正義を貫くこと、裏表なく嘘をつかないこと、一言の重み。武士道でいう「誠」「名誉」「恥」の精神は、李氏も言うように、現代においてこそ再認識されなければならない。

新渡戸稲造の『武士道』は、傑出した日本人論であるだけでなく、「人間、いかにして生きるべきか」を教えてくれる名著だと考えている。だから、奈良本辰也訳の『武士道』と李登輝著『「武士道」解題』、この2冊はセットで手元に置き、今も折に触れ読み返している。

數土文夫氏厳選!「役職別」読むべき本

■部課長にお勧めの本

『李白-巨大なる野放図』『杜甫偉大なる憂鬱』宇野直人・江原正士著、平凡社

中国人にも通用する第一等の教養書としてぜひ読んでおきたい。
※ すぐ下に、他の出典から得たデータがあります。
PR #3970, opened 2022-12-16
Add Cython 0.29.32 generated files

IAlibay:
Third time is the charm?
(after this we'll have to do a 2.4.1 release if things go wrong I think...)


richardjgowers (approved):
I've totally read all 240k lines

唐・玄宗皇帝の時代、中国詩を確立したともいえる李白、杜甫の壮絶な人生と、後世に残した幾多の詩を解説とともに紹介する。

■若手、新入社員にお勧めの本

『リーダーのための中国古典』『中国古典に学ぶ 人を惹きつけるリーダーの条件』
守屋 洋著、日経ビジネス人文庫

これからリーダーを目指す若きビジネスマンに、その心構えを中国古典から学ぶ端緒になれば。